From the entries that follow, pick out all lines holding "Shot".
#####
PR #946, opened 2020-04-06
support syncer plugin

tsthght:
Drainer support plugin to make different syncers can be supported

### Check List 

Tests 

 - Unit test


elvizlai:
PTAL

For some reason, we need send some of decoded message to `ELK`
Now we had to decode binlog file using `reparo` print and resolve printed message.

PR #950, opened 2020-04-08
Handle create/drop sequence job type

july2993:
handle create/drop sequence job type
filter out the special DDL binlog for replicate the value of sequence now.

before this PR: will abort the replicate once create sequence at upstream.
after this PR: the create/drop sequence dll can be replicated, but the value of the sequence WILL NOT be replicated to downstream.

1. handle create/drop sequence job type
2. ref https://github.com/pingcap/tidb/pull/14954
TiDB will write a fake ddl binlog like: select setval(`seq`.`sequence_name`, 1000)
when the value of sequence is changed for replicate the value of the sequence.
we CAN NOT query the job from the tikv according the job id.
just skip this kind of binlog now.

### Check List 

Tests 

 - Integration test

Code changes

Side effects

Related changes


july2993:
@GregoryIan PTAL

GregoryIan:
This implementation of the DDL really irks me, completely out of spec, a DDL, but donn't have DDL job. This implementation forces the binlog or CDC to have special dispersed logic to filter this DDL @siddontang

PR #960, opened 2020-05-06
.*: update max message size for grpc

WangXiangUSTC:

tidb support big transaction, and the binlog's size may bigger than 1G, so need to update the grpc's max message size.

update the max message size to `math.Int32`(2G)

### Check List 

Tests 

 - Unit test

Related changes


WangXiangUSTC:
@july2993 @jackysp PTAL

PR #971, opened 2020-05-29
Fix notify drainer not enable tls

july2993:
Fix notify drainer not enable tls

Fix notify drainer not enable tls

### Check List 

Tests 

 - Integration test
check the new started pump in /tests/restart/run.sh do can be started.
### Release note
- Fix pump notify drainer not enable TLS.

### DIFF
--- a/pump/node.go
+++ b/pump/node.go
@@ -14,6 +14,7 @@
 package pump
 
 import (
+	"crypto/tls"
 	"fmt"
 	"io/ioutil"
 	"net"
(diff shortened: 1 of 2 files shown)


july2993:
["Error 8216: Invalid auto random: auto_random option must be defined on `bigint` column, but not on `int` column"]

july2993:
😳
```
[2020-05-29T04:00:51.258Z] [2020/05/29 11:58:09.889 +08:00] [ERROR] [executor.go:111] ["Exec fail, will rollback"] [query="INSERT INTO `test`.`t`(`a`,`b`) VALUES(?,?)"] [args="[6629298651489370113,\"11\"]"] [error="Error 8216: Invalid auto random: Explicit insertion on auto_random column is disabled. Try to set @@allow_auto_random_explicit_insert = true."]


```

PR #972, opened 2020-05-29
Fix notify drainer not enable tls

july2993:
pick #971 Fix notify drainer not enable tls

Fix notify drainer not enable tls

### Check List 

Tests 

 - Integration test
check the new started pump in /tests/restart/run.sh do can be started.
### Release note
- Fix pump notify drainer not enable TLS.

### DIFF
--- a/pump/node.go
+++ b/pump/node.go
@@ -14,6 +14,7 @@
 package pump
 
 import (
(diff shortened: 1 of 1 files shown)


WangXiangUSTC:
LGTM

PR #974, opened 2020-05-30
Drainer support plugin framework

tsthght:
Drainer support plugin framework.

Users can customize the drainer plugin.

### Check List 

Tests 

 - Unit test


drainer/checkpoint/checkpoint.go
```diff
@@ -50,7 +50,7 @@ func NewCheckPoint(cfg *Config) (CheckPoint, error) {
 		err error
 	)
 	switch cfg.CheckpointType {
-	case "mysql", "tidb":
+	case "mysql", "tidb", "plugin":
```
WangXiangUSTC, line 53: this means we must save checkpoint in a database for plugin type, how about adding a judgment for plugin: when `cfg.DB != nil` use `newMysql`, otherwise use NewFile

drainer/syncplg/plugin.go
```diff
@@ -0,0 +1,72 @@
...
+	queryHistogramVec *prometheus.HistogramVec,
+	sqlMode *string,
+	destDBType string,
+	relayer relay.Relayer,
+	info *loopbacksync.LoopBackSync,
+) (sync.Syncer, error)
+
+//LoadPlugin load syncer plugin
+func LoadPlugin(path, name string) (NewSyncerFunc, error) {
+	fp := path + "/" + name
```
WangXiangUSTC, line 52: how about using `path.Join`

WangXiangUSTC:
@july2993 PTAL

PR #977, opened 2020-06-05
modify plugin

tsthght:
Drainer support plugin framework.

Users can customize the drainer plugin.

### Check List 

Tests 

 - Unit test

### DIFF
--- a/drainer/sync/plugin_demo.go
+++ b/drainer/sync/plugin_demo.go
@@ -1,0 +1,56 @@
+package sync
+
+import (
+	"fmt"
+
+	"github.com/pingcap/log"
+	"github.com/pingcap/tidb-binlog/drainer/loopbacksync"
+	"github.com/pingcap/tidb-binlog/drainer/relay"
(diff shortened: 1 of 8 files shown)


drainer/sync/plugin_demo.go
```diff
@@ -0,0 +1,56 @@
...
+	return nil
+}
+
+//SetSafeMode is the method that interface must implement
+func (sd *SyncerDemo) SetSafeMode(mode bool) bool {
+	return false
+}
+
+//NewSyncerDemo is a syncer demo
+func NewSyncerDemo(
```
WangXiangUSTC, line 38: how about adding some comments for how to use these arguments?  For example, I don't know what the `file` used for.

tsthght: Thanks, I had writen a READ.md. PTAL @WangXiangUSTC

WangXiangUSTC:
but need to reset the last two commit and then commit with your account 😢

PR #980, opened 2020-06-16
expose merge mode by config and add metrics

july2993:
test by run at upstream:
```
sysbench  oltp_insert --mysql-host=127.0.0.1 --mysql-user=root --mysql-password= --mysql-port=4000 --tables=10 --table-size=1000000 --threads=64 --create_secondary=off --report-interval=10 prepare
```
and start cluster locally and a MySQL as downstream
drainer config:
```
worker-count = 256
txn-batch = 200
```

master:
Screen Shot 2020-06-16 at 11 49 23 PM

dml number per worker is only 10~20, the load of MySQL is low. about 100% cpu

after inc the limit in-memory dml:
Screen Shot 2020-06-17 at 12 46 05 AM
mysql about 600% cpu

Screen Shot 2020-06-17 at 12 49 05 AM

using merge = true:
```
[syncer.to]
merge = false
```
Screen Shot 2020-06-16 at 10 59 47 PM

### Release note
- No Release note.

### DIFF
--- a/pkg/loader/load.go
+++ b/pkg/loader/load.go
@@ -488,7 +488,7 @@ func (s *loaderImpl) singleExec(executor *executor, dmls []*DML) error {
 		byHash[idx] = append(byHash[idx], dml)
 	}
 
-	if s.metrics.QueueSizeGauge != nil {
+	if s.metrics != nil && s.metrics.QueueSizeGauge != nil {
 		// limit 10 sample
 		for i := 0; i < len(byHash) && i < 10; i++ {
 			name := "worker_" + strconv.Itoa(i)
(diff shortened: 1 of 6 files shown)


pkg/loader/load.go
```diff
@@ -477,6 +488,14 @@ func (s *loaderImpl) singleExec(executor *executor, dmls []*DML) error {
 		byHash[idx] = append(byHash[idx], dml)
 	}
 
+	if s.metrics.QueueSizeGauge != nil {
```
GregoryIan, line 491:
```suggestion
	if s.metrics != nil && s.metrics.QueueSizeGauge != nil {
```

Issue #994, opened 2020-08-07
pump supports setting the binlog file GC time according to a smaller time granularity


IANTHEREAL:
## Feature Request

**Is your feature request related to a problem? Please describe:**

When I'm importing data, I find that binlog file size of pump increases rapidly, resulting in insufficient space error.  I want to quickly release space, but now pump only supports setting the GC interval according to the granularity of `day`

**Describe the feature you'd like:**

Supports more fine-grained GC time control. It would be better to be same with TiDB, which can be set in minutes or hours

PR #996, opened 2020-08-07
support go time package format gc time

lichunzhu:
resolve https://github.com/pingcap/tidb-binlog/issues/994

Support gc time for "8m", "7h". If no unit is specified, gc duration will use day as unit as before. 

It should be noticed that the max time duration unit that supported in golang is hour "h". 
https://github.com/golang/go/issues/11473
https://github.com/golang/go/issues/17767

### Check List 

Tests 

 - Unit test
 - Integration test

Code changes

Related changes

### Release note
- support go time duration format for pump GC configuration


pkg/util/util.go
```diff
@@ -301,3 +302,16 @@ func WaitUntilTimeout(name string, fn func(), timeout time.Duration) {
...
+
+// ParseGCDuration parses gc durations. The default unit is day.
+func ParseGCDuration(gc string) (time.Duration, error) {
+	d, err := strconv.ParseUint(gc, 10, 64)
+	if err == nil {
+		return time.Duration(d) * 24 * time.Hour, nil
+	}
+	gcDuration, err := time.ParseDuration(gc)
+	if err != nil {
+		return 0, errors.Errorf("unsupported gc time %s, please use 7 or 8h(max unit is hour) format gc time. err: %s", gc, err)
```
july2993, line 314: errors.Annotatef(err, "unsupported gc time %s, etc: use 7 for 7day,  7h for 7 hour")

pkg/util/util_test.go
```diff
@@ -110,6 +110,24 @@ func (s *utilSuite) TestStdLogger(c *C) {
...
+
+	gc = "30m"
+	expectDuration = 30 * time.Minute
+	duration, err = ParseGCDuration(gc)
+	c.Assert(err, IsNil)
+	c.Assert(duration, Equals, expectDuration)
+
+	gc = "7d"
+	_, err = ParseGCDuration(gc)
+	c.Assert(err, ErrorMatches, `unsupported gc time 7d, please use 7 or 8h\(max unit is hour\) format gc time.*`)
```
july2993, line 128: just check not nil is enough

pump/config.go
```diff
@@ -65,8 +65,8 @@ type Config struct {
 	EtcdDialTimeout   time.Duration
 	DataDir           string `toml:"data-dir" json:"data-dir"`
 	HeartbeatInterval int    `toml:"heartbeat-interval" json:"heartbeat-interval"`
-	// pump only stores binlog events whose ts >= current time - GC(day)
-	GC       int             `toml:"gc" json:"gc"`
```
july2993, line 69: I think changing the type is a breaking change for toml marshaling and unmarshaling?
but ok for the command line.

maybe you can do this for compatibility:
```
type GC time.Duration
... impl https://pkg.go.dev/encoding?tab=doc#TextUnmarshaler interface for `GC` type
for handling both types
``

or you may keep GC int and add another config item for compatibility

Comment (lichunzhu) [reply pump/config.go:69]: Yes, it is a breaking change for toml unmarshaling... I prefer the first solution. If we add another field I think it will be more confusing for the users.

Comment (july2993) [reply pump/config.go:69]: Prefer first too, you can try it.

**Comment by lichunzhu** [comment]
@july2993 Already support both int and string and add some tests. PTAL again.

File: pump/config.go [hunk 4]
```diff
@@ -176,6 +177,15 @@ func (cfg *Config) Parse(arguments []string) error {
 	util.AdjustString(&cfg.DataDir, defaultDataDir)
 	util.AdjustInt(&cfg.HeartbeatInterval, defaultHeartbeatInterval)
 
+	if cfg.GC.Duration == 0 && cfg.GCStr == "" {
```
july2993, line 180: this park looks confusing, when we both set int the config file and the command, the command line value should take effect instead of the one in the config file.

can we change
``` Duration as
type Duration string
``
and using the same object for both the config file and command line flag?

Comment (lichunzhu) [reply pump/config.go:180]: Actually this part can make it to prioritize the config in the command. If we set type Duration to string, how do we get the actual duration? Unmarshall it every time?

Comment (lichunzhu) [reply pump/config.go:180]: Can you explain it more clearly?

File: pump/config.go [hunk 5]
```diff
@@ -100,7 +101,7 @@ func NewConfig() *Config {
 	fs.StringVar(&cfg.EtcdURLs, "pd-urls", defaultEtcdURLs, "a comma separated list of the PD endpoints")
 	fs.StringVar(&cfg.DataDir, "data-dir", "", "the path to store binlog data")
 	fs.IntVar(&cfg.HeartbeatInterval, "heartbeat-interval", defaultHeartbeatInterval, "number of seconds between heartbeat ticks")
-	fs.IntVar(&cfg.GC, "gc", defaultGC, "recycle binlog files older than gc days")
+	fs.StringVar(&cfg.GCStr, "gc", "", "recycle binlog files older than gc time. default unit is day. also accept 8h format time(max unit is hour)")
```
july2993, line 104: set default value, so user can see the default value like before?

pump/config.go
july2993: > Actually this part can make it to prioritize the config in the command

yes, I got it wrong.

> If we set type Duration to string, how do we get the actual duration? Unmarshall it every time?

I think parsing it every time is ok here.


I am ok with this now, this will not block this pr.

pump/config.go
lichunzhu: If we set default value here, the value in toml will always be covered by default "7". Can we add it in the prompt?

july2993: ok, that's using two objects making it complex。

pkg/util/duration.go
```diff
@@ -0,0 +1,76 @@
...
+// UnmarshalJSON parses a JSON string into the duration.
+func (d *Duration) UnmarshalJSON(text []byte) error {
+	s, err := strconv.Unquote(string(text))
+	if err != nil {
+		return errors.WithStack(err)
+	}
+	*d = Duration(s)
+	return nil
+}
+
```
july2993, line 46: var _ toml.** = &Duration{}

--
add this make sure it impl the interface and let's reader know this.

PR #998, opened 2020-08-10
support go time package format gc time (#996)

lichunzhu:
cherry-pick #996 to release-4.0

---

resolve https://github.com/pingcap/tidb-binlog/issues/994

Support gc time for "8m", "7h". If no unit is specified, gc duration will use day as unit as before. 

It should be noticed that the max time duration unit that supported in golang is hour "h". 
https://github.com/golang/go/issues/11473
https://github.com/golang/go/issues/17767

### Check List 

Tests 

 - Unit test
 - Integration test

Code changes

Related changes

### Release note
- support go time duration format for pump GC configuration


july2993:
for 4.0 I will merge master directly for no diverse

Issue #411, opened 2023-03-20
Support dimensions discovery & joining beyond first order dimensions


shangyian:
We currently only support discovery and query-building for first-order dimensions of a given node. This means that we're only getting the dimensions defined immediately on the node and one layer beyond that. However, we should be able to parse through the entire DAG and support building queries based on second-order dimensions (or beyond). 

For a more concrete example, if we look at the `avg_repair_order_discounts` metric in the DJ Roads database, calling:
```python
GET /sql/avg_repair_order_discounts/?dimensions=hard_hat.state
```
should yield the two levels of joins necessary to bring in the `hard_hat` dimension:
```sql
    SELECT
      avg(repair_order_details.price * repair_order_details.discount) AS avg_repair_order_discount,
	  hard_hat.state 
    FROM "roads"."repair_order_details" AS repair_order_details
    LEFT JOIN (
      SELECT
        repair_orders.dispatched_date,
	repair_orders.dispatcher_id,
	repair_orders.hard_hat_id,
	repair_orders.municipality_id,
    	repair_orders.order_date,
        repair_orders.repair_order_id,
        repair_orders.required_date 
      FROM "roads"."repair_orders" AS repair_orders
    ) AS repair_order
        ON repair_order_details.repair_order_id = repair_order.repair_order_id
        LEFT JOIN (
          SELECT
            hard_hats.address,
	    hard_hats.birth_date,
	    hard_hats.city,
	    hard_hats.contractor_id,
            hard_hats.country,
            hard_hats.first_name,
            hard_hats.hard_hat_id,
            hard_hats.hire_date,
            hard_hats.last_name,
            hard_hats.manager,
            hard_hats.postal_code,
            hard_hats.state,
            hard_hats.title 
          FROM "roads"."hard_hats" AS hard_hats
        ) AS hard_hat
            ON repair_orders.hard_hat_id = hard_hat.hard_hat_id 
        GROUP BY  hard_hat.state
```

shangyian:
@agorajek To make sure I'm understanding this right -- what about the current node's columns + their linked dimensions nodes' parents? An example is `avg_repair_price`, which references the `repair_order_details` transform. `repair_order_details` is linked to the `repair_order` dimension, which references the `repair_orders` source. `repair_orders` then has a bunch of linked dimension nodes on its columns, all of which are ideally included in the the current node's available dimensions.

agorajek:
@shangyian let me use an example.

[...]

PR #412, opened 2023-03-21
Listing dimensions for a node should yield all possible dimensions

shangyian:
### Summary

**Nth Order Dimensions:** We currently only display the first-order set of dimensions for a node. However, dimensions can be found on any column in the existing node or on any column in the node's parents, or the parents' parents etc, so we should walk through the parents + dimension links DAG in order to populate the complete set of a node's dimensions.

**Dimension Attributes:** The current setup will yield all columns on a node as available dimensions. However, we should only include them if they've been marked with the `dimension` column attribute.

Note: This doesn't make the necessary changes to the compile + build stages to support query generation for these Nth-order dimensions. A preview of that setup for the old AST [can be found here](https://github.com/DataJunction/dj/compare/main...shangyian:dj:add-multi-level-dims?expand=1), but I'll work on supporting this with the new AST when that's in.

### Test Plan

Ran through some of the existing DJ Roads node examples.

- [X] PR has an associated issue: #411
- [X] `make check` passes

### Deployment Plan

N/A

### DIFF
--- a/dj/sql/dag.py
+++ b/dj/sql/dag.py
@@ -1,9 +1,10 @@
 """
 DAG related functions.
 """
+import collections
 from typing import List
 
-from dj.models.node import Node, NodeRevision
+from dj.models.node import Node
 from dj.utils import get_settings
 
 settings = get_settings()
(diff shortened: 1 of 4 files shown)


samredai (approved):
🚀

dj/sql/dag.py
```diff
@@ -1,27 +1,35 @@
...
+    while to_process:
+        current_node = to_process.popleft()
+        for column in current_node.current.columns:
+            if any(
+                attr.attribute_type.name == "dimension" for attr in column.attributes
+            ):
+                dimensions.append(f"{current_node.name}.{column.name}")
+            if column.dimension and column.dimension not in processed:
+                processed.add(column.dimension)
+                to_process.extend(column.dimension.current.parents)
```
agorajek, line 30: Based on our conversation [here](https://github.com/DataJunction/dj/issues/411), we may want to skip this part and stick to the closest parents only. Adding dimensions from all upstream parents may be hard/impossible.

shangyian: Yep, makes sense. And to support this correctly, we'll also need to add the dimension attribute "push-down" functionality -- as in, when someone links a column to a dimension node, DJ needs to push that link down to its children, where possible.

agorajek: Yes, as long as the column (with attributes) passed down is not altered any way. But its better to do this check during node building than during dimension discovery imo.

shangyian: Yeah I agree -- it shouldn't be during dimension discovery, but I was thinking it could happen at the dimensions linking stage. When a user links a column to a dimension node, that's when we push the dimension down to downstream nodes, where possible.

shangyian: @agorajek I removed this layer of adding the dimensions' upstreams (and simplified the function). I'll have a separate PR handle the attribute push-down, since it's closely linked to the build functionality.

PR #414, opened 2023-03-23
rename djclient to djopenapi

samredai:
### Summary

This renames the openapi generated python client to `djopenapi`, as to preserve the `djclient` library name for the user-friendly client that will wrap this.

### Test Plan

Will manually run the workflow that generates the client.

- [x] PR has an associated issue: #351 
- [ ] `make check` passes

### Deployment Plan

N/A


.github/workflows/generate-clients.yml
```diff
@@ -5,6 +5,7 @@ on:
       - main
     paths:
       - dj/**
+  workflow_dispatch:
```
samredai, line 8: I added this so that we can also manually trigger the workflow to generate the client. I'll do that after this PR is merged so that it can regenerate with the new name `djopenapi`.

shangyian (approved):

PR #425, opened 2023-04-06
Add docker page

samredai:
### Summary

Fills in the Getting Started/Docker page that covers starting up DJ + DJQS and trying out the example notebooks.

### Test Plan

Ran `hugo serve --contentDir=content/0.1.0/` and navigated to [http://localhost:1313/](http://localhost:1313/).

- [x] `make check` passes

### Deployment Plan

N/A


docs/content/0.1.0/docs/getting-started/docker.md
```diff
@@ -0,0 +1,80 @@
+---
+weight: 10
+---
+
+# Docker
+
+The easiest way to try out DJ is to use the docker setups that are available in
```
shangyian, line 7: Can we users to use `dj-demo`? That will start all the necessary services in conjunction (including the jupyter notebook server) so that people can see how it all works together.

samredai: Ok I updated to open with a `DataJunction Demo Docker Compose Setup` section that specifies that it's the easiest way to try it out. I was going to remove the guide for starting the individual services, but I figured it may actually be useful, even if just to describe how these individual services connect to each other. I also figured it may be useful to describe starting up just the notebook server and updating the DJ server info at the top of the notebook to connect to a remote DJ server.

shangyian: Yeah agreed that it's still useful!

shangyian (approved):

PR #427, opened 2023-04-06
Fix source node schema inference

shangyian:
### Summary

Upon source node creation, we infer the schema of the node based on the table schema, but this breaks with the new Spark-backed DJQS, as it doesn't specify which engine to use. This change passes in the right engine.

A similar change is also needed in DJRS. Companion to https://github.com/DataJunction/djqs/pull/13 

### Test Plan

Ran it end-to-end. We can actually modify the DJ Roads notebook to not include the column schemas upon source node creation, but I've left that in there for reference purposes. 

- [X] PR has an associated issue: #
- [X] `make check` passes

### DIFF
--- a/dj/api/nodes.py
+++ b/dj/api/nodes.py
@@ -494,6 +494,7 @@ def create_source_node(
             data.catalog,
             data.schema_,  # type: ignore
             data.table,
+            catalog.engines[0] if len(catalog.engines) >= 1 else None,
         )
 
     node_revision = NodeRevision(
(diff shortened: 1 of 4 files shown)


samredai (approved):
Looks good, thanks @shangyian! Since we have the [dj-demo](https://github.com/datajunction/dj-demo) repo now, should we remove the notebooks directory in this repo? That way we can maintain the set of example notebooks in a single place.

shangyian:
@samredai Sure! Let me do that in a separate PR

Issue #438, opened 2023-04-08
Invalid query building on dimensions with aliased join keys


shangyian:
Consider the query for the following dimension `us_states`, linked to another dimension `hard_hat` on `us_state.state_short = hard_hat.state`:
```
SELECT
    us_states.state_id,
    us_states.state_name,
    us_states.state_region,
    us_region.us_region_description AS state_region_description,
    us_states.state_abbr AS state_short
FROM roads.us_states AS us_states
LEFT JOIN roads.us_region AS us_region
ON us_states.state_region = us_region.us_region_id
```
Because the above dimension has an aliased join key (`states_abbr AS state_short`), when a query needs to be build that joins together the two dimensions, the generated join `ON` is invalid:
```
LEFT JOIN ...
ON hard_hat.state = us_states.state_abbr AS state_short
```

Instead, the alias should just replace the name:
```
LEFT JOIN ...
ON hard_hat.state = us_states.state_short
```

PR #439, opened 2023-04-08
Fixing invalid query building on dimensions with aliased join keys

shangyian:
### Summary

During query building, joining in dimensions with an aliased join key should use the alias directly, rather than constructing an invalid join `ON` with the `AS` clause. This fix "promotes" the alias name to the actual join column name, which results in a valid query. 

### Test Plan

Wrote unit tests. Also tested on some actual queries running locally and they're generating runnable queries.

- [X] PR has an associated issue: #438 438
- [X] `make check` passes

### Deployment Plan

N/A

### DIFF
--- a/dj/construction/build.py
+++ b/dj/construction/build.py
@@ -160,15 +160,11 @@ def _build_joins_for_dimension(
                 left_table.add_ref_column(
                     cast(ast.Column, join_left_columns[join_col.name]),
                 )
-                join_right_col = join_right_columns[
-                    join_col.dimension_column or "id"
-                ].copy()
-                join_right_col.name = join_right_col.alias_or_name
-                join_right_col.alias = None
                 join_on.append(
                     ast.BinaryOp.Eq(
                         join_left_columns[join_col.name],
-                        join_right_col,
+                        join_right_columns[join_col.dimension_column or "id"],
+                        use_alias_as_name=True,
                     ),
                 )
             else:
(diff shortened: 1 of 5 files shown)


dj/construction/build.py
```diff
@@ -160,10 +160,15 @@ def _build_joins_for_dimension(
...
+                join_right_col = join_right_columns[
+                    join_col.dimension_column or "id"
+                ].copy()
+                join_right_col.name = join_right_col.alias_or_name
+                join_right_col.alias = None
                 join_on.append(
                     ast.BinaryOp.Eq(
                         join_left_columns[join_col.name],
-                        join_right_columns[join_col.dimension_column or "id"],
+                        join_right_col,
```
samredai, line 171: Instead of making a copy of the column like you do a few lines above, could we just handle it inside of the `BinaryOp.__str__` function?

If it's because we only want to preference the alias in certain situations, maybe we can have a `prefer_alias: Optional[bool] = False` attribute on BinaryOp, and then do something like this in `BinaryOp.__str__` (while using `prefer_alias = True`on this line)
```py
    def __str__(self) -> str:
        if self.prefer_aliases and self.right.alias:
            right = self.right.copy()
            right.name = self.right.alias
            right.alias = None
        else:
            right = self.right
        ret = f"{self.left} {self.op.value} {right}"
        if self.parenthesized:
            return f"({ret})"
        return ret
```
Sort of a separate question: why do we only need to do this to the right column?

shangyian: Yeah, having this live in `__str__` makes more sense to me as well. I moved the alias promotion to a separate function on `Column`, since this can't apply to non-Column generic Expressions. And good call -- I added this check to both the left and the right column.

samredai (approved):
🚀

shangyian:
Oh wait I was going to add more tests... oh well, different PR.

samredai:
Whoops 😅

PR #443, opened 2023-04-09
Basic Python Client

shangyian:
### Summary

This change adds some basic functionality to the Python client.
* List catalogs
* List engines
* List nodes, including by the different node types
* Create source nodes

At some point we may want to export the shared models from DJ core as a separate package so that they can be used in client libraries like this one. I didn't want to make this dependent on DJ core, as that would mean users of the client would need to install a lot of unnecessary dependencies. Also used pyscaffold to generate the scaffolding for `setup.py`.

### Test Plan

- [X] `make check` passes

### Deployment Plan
#####
• _Result of this exercise_
Screen Shot 2020-06-16 at 11 49 23 PM
Screen Shot 2020-06-17 at 12 46 05 AM
Screen Shot 2020-06-17 at 12 49 05 AM
Screen Shot 2020-06-16 at 10 59 47 PM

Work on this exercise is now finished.